Et pour les fainéants, vous pouvez toujours copier du _texte_ ici&#8230;


----------



## Vivid (29 Août 2009)

aCLR a dit:


> Oui
> 
> D'ailleurs pour éviter de s'énerver contre son clavier, il y a des sites qui convertissent des images bitmap en caractères
> Notamment celui-ci
> ...



comment certifier les vrais !  c'est embêtant tout ça ! une vidéo accélérer de son exploit !!?


----------



## Anonyme (29 Août 2009)

L'art ASCII, peut-être - mais Picasso n'eut jamais, dit-on, son flocon, du coup il skiait comme une merde.
Certains pensent que cela se ressentait sur ses toiles, mais ceux-là sont des béotiens (c'est le mot du jour).

Quant à Mozart...
De la luge, peut-être, et encore.

Carlos.
Pour lard à skis.
Mais il est mort et il est considéré comme de très mauvais goût que de se gausser (même gentiment) des morts.

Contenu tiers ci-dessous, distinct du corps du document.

PR #5664, opened 2026-02-02
Parallelize `opt_clean` pass

rocallahan:

This is the next step after [parallelizing `opt_merge`](https://github.com/YosysHQ/yosys/pull/5530).

This PR depends on https://github.com/YosysHQ/yosys/pull/5621, https://github.com/YosysHQ/yosys/pull/5629 and https://github.com/YosysHQ/yosys/pull/5631. Once those are merged, I will clean up this PR. I'm putting it here now in case people want to see what I'm planning and so I can get CI clean.

`opt_clean` is much more complex than `opt_merge` and the changes here are correspondingly greater. In particular I need to introduce several more parallel abstractions. I have done my best to preserve the original code structure. I've fuzzed millions of testcases to detect any differences in results between this and the original pass, and as far as I know I've fixed them all.

The scalability on large flattened circuits is not quite as impressive as it was for `opt_merge` but it's still pretty good. For a circuit with 3.5M cells with `opt_merge` already applied, running `opt_clean` once removes about 10% of the wires. Then I run `opt_clean` again to measure the scalability when there is nothing to remove (a common case). The results:
opt_clean scalability
So with 40 cores we get a 6x speedup in the dirty case and a 9x speedup in the clean case. But the 1-core case is actually 1.6x faster than current yosys `main` (a68fee1115df955003ad803a7844a51d4f5023db) and the clean case is 2.1x faster, so the clean case is actually >20x current yosys `main`. (The dirty case doesn't parallelize as well because modifying RTLIL has to happen on the main thread and there are a lot of wires to remove in this case. This could be improved but it might not be worth the extra complexity --- removing this much of the design is probably rare.)

For smaller circuits there is a penalty for the extra complexity, but I've done my best to mitigate that and offset it with optimizations. For the jpeg synth testcase (`read_verilog -sv -I~/OpenROAD-flow-scripts/flow/designs/src/jpeg/include ~/OpenROAD-flow-scripts/flow/designs/src/jpeg/*.v; synth`), this is very slightly faster than current yosys `main` with or without multicore, on my system:
```
main YOSYS_MAX_THREADS=1:
  Time (mean ± σ):     17.094 s ±  0.707 s    [User: 16.256 s, System: 0.841 s]
  Range (min … max):   16.333 s … 17.816 s    10 runs
 
main:
  Time (mean ± σ):     16.888 s ±  0.421 s    [User: 16.038 s, System: 0.858 s]
  Range (min … max):   16.508 s … 17.952 s    10 runs

parallel-opt-clean YOSYS_MAX_THREADS=1:
  Time (mean ± σ):     16.924 s ±  0.495 s    [User: 15.606 s, System: 1.320 s]
  Range (min … max):   16.563 s … 18.245 s    10 runs
 
parallel-opt-clean:
  Time (mean ± σ):     16.778 s ±  0.150 s    [User: 15.634 s, System: 1.179 s]
  Range (min … max):   16.602 s … 17.101 s    10 runs
```

This is a big PR so let me know what I can do to make it easier to swallow!

### DIFF
--- a/passes/opt/opt_clean/opt_clean.cc
+++ b/passes/opt/opt_clean/opt_clean.cc
@@ -31,7 +31,7 @@ void rmunused_module(RTLIL::Module *module, bool rminit, CleanRunContext &clean_
 
 	// Use no more than one worker per thousand cells, rounded down, so
 	// we only start multithreading with at least 2000 cells.
-	int num_worker_threads = ThreadPool::work_pool_size(0, module->cells_size(), 1000);
+	int num_worker_threads = ThreadPool::work_pool_size(0, module->cells_size(), 10000);
 	ParallelDispatchThreadPool::Subpool subpool(clean_ctx.thread_pool, num_worker_threads);
 	remove_temporary_cells(module, subpool, clean_ctx.flags.verbose);
 	rmunused_module_cells(module, subpool, clean_ctx);
--- a/passes/opt/opt_clean/opt_clean.h
+++ b/passes/opt/opt_clean/opt_clean.h
@@ -64,7 +64,7 @@ private:
 		int thread_pool_size = 0;
 		for (auto module : selected_modules)
 			thread_pool_size = std::max(thread_pool_size,
-				ThreadPool::work_pool_size(0, module->cells_size(), 1000));
+				ThreadPool::work_pool_size(0, module->cells_size(), 10000));
 		return thread_pool_size;
 	}
 


rocallahan:
I should add some unit tests for the types in `threading.h`.

rocallahan:
The dependent CLs have been merged. There are two failures in CI. One issue is that this version of MSVC++ seems to be unable to instantiate `std::unordered_set` with move-only elements :-(. The other issue is a crash running `tests/svtypes/typedef_package.sv` with Verific. I'm not sure how this CL would affect that test specifically and there's no diagnostic information in the CI log.

rocallahan:
> The other issue is a crash running `tests/svtypes/typedef_package.sv` with Verific. I'm not sure how this CL would affect that test specifically and there's no diagnostic information in the CI log.

This was a bug in my code related to `init` wire attributes which apparently Verific generates but Yosys does not. Fuzzing didn't catch it because the fuzzing grammar didn't generate `init` attributes. I've updated the PR to extend the grammar with `init` attributes and verified that fuzzing now catches this case. I've also added an RTLIL testcase for the bug that will catch it when tests are run without Verific.

I'm still trying to find a workaround for the MSVC++ issue.

rocallahan:
The Verific build is failing because libgmock-dev isn't installed on that system. I don't know how to fix that.

rocallahan:
CI is clean except that the system that runs Verific tests needs gmock installed.

kernel/threading.h
```diff
@@ -154,6 +159,30 @@ class ThreadPool
 #endif
 };
 
+// A range of integers [start_, end_) that can be iterated over with a
+// C++ range-based for loop.
+struct IntRange {
```
widlarizer: Maybe move to util.h

kernel/threading.h
```diff
@@ -391,6 +391,177 @@ class ShardedVector {
...
+			// a lot and I never got around to figuring out why.
+			std::vector<std::vector<Value>> &buckets = all_buckets[thread.thread_num];
+			size_t bucket = static_cast<size_t>(v.hash) % buckets.size();
+			buckets[bucket].emplace_back(std::move(v));
+		}
+		// Then call `process` for each thread. All `process()`s must finish before using
+		// the `Builder` to construct a `ShardedHashSet`.
+		void process(const ThreadIndex &thread) {
+			int size = 0;
+			for (std::vector<std::vector<Value>> &buckets : all_buckets)
```
widlarizer, line 476: I thought this was wrong, but no, it's just that `all_buckets` has both its first and second dimension be thread count. Tricky to think about, consider adding a comment for the dimensions of `all_buckets`

kernel/threading.h
```diff
@@ -562,6 +562,112 @@ class ShardedHashSet {
...
+		: batch_size(batch_size), thread_states(num_threads) {}
+	int num_threads() const { return GetSize(thread_states); }
+	// Push some work to do. Pushes and pops with the same `thread` must
+	// not happen concurrently.
+	void push(const ThreadIndex &thread, T work) {
+		ThreadState &thread_state = thread_states[thread.thread_num];
+		thread_state.next_batch.emplace_back(std::move(work));
+		if (GetSize(thread_state.next_batch) < batch_size)
+			return;
+		bool was_empty;
```
widlarizer, line 578: Probably needs explicit initialization

widlarizer:
@mmicko The test-verific job is running in an unmanaged custom environment right? Please try adding gmock, it should fix the unit tests here since they use the convenient matchers like `UnorderedElementsAre`

mmicko:
@widlarizer Update CI docker, all green now

passes/opt/opt_clean.cc
```diff
@@ -123,117 +198,243 @@ void rmunused_module_cells(Module *module, bool verbose)
...
+	};
+	struct WireDriversCollisionHandler {
+		void operator()(WireDrivers &incumbent, WireDrivers &new_value) const {
+			log_assert(new_value.extra_driver_cells == nullptr);
+			if (!incumbent.extra_driver_cells)
+				incumbent.extra_driver_cells.reset(new pool<int>());
+			incumbent.extra_driver_cells->insert(new_value.driver_cell);
+		}
+	};
+	using Wire2Drivers = ShardedHashSet<WireDriver, WireDriversKeyEquality, WireDriversCollisionHandler>;
```
widlarizer: The fact that this is in fact still a map implemented with a hash set by hashing and comparing for equality only the bit and not the drivers took me a long time to figure out. Please make this explicit in a comment because at first N glances this looks like a parallel `std::unordered_set<WireDriver>` which it is not

kernel/threading.h
```diff
@@ -391,6 +391,177 @@ class ShardedVector {
 	Buckets buckets;
 };
 
+template <typename V>
+struct DefaultCollisionHandler {
+	void operator()(typename V::Accumulated &, typename V::Accumulated &) const {}
```
widlarizer, line 387: I would prefer for this to error out. It's not meeting the spec of "used to reduce two `V::Accumulated` values into a single value."

rocallahan:
> I've also put up a [PR](https://github.com/rocallahan/yosys/pull/2) into this PR branch with comments that make the data flow clearer

Would you prefer me to merge these changes into my commits (losing attribution) or keep your commit separate in my stack of commits?

kernel/threading.h
rocallahan: Done.

kernel/threading.h
rocallahan: Done.

kernel/threading.h
rocallahan: Does it? We initialize it unconditionally three lines later.

passes/opt/opt_clean.cc
rocallahan: Done. I've renamed it from `ShardedHashSet` to `ShardedHashtable`.

kernel/threading.h
rocallahan: Arguably it is :-). The default behavior is just "pick one of the two values" (and we pick the 'current' value because that's free). I'll add a comment to `DefaultCollisionHandler` and you can tell me if it's satisfying :-).

kernel/threading.h
widlarizer: Oh, I must have misread the anonymous namespace as a conditional, my bad

kernel/threading.h
widlarizer: That does seem like an edge case (something like mapping to a void type) even if it's already being used that way and I wouldn't want the default behavior of a map to be something that only makes sense for the edge case if I forget to override this

widlarizer:
With this test I see a significant increase in memory usage if I let it run parallelized on my 24 thread machine: `yosys -p "read_rtlil fft64_width_64.il; synth"` with [this file](https://github.com/widlarizer/yosys-perf/blob/main/artifacts/fft64_width_64.il)
384.73 MB -> 449.09 MB
I'm guessing this is expected? Is it because of the extra temporary space needed to collect stuff from shards?

widlarizer:
I've confirmed the original functionality is retained in code, meaning the changes to parallelization and precomputing things make sense to me. I have concerns about memory usage - I think it can (and as I have mentioned in my prev comment, does) increase overall synthesis memory usage while shaving off a significant but not drastic chunk of the overall run time for large designs. For a lot of users, memory is a fixed resource, while run time is a question of convenience. Is it really enough to have a single `YOSYS_MAX_THREADS` variable control all the parallelism here? Is it possible that this is a lot more likely to dominate memory usage unlike opt_merge? I think it is okay to see what feedback we get from users after the release though

kernel/threading.h
rocallahan: I think using a degenerate map as a set isn't really an edge case, it's a common case. But anyway, I'm happy to remove the default and call this "SetCollisionHandler" to make that clearer.

rocallahan:
I guess you missed this question so let me re-up it:
Would you prefer me to merge [these changes](https://github.com/rocallahan/yosys/pull/2) into my commits (losing attribution) or keep your commit separate in my stack of commits?

rocallahan:
Thank you again so very much for your time spent reviewing this.

I will look into what can be done to improve memory usage. There are a few places where we can proactively free memory, which should help a bit, and there may be other space optimization opportunities. But yes, this approach to parallelism, with strict phase boundaries, inherently increases memory usage.

> I think it can (and as I have mentioned in my prev comment, does) increase overall synthesis memory usage while shaving off a significant but not drastic chunk of the overall run time for large designs.

If we're eventually able to parallelize all the most common and expensive passes, then the overall run time *will* be drastically reduced, and the maximum memory usage should not increase much if we don't do anything stupid.

(Simple cost-benefit analysis of individual optimizations in a series can be misleading. Thought experiment: a task has two passes A and B that take equal amounts of time, and each pass can be optimized to make it 10x faster. But the first optimization PR will only offer a 1.8x speedup, which doesn't sound that compelling.)

> For a lot of users, memory is a fixed resource, while run time is a question of convenience.

True. The question is how much memory usage is a limiting factor for users in practice. The Yosys users I work with are much more time-sensitive than memory limited. And FWIW the parallel ABC pass that I did, and `opt_merge` too, also require more memory.

But let's see what can be done to reduce memory usage before stressing about this tradeoff.

widlarizer:
I prefer keeping no-functional-changes separate from functional ones, so please merge the refactoring PR after reviewing it, this should keep the refactor attribution to me (more for `git blame` than for green squares on my github profile), that was what I was trying to say [here](https://github.com/rocallahan/yosys/pull/2#issuecomment-3972971794) about the squash

> Thank you again so very much for your time spent reviewing this.

No problem, this is code that always runs and almost all of the actual review effort was the refactoring based on how it already worked beforehand. We've always had resurfacing issues and doubts about how it _should_ work so it's good we've got a better grip on it now

widlarizer:
> But let's see what can be done to reduce memory usage before stressing about this tradeoff.

To clarify, you meant in separate work or within this PR?

widlarizer:
One option would be to disable parallelism by default but advertise it in an info log message that prints how many threads are available

rocallahan:
> To clarify, you meant in separate work or within this PR?

Within this PR if possible, since we don't want regressions.

> With this test I see a significant increase in memory usage if I let it run parallelized on my 24 thread machine: yosys -p "read_rtlil fft64_width_64.il; synth" with [this file](https://github.com/widlarizer/yosys-perf/blob/main/artifacts/fft64_width_64.il)
384.73 MB -> 449.09 MB
I'm guessing this is expected? Is it because of the extra temporary space needed to collect stuff from shards?

This was a pain to track down but I figured it out. Here's what happens in the 2-thread case:
* We trundle along and eventually do an `opt_clean` on a module with 113K cells. This uses multiple threads.
** Each of those threads allocates and frees memory. I think the peak allocated memory is about 60MB, summed over all threads. So for the 2-thread case it's about 30MB per thread.
** The [glibc allocator](https://sourceware.org/glibc/wiki/MallocInternals) tries to reduce lock contention by creating multiple arenas, not necessarily one per thread, but at least in the 2-thread case it creates an arena for the extra thread as well as using the main thread's normal arena.
** So about 30MB of memory is allocated to the off-main-thread's arena, which becomes part of the process RSS.
** The off-main-thread exits.
** That thread's arena is not released! It's put on an [internal glibc free list](https://codebrowser.dev/glibc/glibc/malloc/arena.c.html#911).
* In my testing, we haven't actually reached the run's max RSS yet.
* We carry on and do an `opt_dff`.
** This pass allocates several tens of megabytes of memory (on the main thread, because it's not parallel yet).
** Unfortunately instead of using the free memory from that arena on the free list, glibc takes memory from the main thread's arena.
** This increases the process RSS because now the enlarged main thread arena and the other arena are both in the resident set.

With more threads the problem gets a bit worse because the fraction of `opt_clean` allocations that happen off the main thread increases. Of course that fraction must always be less than 1, so the RSS increase is bounded (by about 60MB in this case). And running more parallel passes, we won't keep leaking memory indefinitely, because glibc will reuse those arenas.

rocallahan:
AFAICT there's no easy fix for this, since it's really a property of the glibc allocator. We can call `mallopt(M_ARENA_MAX, 1)` to force only one arena, but that hurts parallelism. Interestingly, if you do use that, you can see that this PR does not increase max RSS, which proves we're not increasing the high-water-mark of actual memory usage apart from this glibc issue.

We could use a different allocator --- I suspect tcmalloc would work better here --- but that's obviously a big ask.

We could do something very hairy like preallocate a bunch of memory on the main thread from its arena to be used by the off-main-threads, but that would hurt performance and just be very unpleasant.

rocallahan:
I'm going to go out on a limb and suggest that increasing peak memory usage by 60-70MB here is not a big deal.

The memory is not lost and can be reused, and will be with bigger designs. glibc arenas default to 128MB in size, and IIUC when the main thread's arena fills up glibc will actually take arenas off the free list for use by the main thread. So the exact amount of excess RSS is hard to predict and depends on how arenas are mapped to threads and what the maximum heap sizes are of the various threads, but it shouldn't grow indefinitely.

I guess that your users typically aren't memory constrained. If they were, and their designs were pushing close to their memory limits, then you'd probably get a steady stream of bug reports about OOMs and requests to reduce Yosys' memory usage or discussions about how to work around it. (I've already fixed some bugs where Yosys was using memory [very inefficiently](https://github.com/YosysHQ/yosys/pull/5316) --- but I didn't fix them in response to OOM bug reports.) Do you have any more information about this?

rocallahan:
I have added a few commits to the tail end of the stack, you might want to take a look.

QuantamHD:
@widlarizer it seems like this speedup is worth it.

widlarizer:
Thanks for the deep dive, the extra RSS is well justified now and this is good to go without limiting parallelism by default. How intrusive would tcmalloc be in practice? It doesn't seem like a big ask at first glance to me. And thanks for the refactoring fixup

Voilà ce que j'en pense, puisqu'il semble qu'on me le demande vaguement.
Non ?

Et vous ?


----------



## julrou 15 (29 Août 2009)

Boh... pour dire "je t'emmerde", comme semble habilement le signifier l'image du post 1, on peut aussi le dire avec des mots, comme des humains bien civilisés. Par exemple : 


Je t'emmerde. 


Pas bien dur, et surtout beaucoup moins chiant qu'avec des dessins...


----------



## loustic (29 Août 2009)

PonkHead a dit:


> L'art ASCII, peut-être - mais Picasso n'eut jamais, dit-on, son flocon, du coup il skiait comme une merde.
> Certains pensent que cela se ressentait sur ses toiles, mais ceux-là sont des béotiens (c'est le mot du jour).
> 
> Quant à Mozart...
> ...


Le dessin proposé n'est-il pas une oeuvre authentique de Picasso comme semblent le suggérer les six doigts de la main ?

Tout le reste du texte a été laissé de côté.